━━━ DATA TO USE ━━━

Issue #4105, opened 2018-05-17
GitHubStatusPush problems when 2 or more codebases


vladtcvs:
github.py: 136 `branch = props['branch']`

But when I add ForceScheduler with 2 codebases, I don't have global 'branch' property, I have 2 sources with 'branch' in each of them.

I didn't find some description, how GitHubStatusPush should be used in this case.

steven-johnson:
I think https://github.com/buildbot/buildbot/pull/4347 would address this issue.

PR #4347, opened 2018-10-02
Improve resiliency of GitHubStatusPush

steven-johnson:
If you attempt to use GitHubStatusPush with a builder that specifies multiple codebases, you can currently get runtime failures:
- the existing code assumes that the [0]'th entry of sourcestamps always has valid 'branch' property (it might not, if the codebase is one that is pulled without a branch specification)
- the existing code assumes that *all* entries of sourcestamps have a valid 'revision' property (same reason as above)

This revises the code to be more defensive, and skip the update attempts for sourcestamps that have no revision data (logging the skip in verbose mode).

### DIFF
--- a/master/buildbot/reporters/github.py
+++ b/master/buildbot/reporters/github.py
@@ -126,50 +126,53 @@ class GitHubStatusPush(http.HttpStatusPushBase):
         context = yield props.render(self.context)
 
         sourcestamps = build['buildset'].get('sourcestamps')
-
-        if not sourcestamps or not sourcestamps[0]:
+        if not sourcestamps:
             return
 
-        project = sourcestamps[0]['project']
-
-        branch = props['branch']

━━━

Please return every line of the records above that contains the word "props".

github.py: 136 `branch = props['branch']`
         context = yield props.render(self.context)
-        branch = props['branch']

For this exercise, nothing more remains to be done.